Over the past couple of years I’ve helped a number of financial institutions identify and eliminate or significantly reduce sources of latency and jitter in their systems. In the city there’s currently something akin to an arms race, as banks seek to gain a competitive edge by shaving microseconds off transaction times. It’s all about beating the competition to make the right trade at the right price. A saving of one millisecond can be worth millions in profit. And the regulatory bodies need to be able to keep up with this new low latency world too.
Code path length is only part of the picture (although an important one). However, processor architectures with challenging single thread performance (such as Sun’s T-series systems) are still able to offer competitive advantage in scenarios where quick access to CPU resource is a bigger factor. Your mileage will vary.

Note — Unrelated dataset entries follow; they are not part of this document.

PR #1046, opened 2023-04-14
Don't report changes for empty text

### LINKED ISSUE #1045: Editor reports it has changes for empty text
The [hasChanges() function](https://github.com/wordpress-mobile/AztecEditor-Android/blob/499459d544af1f7f1ba035449c6f52710bc86250/aztec/src/main/kotlin/org/wordpress/aztec/AztecText.kt#L209) always reports it has changes when first opened, even though nothing has been changed.

The problem is that `initialEditorContentParsedSHA256` is initialized as an empty array, which doesn't match `calculateSHA256("")`.

nbradbury:
Fixes #1045 

Currently [hasChanges](https://github.com/wordpress-mobile/AztecEditor-Android/blob/499459d544af1f7f1ba035449c6f52710bc86250/aztec/src/main/kotlin/org/wordpress/aztec/AztecText.kt#L209) returns `CHANGES` when it is first opened, before any changes have been made. This happens because the comparison relies on `initialEditorContentParsedSHA256`, which is initialized as an empty array - which doesn't match the hash of an empty string.

The PR resolves that problem.

### DIFF
--- a/aztec/src/main/kotlin/org/wordpress/aztec/AztecText.kt
+++ b/aztec/src/main/kotlin/org/wordpress/aztec/AztecText.kt
@@ -207,6 +207,9 @@ open class AztecText : AppCompatEditText, TextWatcher, UnknownHtmlSpan.OnUnknown
         }
 
         fun hasChanges(initialEditorContentParsedSHA256: ByteArray, newContent: String): EditorHasChanges {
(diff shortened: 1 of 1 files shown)


nbradbury:
We decided to close this because although the fix is good for Day One, we're not 100% sure it's the behavior WordPress wants.

PR #1047, opened 2023-04-17
Animate size changes of placeholders

planarvoid:
### Fix
In this PR I'm implementing improvements to the reloading of placeholders. They will now reuse the same view if not changed and animate size changes. This should improve behaviour when working with galleries.

### Test
1. Test this with the DO PR

### Review
@[USER_NAME]


danilo04 (approved):
This PR was reviewed as part of https://github.com/bloom/DayOne-Android/pull/2242. Everything is working as expected.

PR #1049, opened 2023-06-12
Fixed autosuggestion issues (non Samsung)

khaykov:
We got a report that autosuggestion is acting weird on **non-Samsung** devices. This is pretty weird, so investigated and found that the issue was introduced with #1033.

Luckily, the fix is pretty simple - we want to use existing `InputConnectionWrapper`, as a base class for `DeleteOverrideInputConnection` and not our own implementation. 

There are two things we need to test. First is the Autocorrect - you want to use non-Samsung Android 13 with Gboard (emulator works as well).

- Clear the editor, and type "I slept wless good."
- Notice that `wless` is underlined.
- Places a cursor between `wle` and `ss`.
- Tap on the `less` in a gboard suggestion bar.
- Confirm that autocorrection is correctly committed. Before the fix, correction will be inserted before `ss`, which will result in `lessss`.

Next, we need to make sure the changes in #1033 are working as expected. This only applies to soft keyboard. You will also need to modify a bit of Main Activity to do this:
- Change `EXAMPLE` to this:
```
private val EXAMPLE = """
            <p>Line</p>
            <placeholder type="image_with_caption" src="https://examplebloge.files.wordpress.com/2017/02/3def4804-d9b5-11e6-88e6-d7d8864392e0.png" caption="test"
            <p>LIne</p>
        """.trimIndent()
```
- Before the aztec is created with `Aztec.with..`, create placeholder managed and adapter for images with captions:

```
 val  placeholderManager = PlaceholderManager(
                visualEditor,
                findViewById(R.id.container_frame_layout),
                htmlTag = "placeholder"
        )

        val imageWithCaptionAdapter = ImageWithCaptionAdapter()

        placeholderManager.registerAdapter(imageWithCaptionAdapter)
```
- Register adapter and add a backspace listener to Aztec (I just copy/pasted whole thing):
```
aztec = Aztec.with(visualEditor, sourceEditor, toolbar, this)
                .setImageGetter(GlideImageLoader(this))
                .setVideoThumbnailGetter(GlideVideoThumbnailLoader(this))
                .setOnImeBackListener(this)
                .setOnTouchListener(this)
                .setHistoryListener(this)
                .setOnImageTappedListener(this)
                .setOnVideoTappedListener(this)
                .setOnAudioTappedListener(this)
                .addOnMediaDeletedListener(this)
                .setOnVideoInfoRequestedListener(this)
                .addBeforeBackSpaceListener(PlaceholderBackspaceListener(visualEditor) {
                   true
                })
                .addPlugin(WordPressCommentsPlugin(visualEditor))
                .addPlugin(MoreToolbarButton(visualEditor))
                .addPlugin(PageToolbarButton(visualEditor))
                .addPlugin(CaptionShortcodePlugin(visualEditor))
                .addPlugin(VideoShortcodePlugin())
                .addPlugin(AudioShortcodePlugin())
                .addPlugin(HiddenGutenbergPlugin(visualEditor))
                .addPlugin(galleryButton)
                .addPlugin(cameraButton)
                .addPlugin(placeholderManager)
```
- Launch the app.
- Click right behind the placeholder image
- Click on "Backspace"
- Notice the image is not deleted
- Click at the beginning of the next line behind the image
- Click on "Backspace"
- Notice the image is not deleted
- Click anywhere that's not right behind the image
- Try backspace
- Notice the text is deleted as expected


danilo04 (approved):
Tested on Day One and it works as expected.

PR #1055, opened 2023-08-03
Do not remove empty line after a paragraph

planarvoid:
### Fix
Changes necessary to stop removing empty line between paragraphs.

### Test
1. Use the linked PR to test it
### Review
@[USER_NAME]


nbradbury:
:shipit:

nbradbury (approved):
Fix is good!

PR #1056, opened 2023-08-04
Fix crash when history cache file is missing

khaykov:
This PR fixes a crash that can happen when Aztec state with history is restored, but the history cache file was removed by OS.

This crash is pretty rare, but can happen on devices with low storage, when you reopen editor that was destroyed by OS (usually happens if you don't open it for some time).

### Test
1. For easier access to file system consider using an emulator.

When it comes to jitter I’ve seen a fair amount of naivety. Just because I have 32 cores in a system doesn’t mean I won’t see issues such as preemption, interrupt pinning, thundering herds and thread migration. Thankfully, DTrace provides the kind of observability I need to identify and quantify such issues, and Solaris often has the features needed to ameliorate them, often without the need to change application code.
I generally find that there is a lot of “low hanging fruit”, and am often able to demonstrate a dramatic reduction in jitter and absolute latency in a short amount of time. You may have seen some pretty big claims for DTrace, but in my experience it is hard to over-hype what can be achieved. It’s not just about shaving milliseconds of transaction times, but about reducing the amount of hardware that needs to be thrown at the problem.
could you maybe show one detailed example (if there is one you are allowed to make public) of how you found the cause of latency and removed it?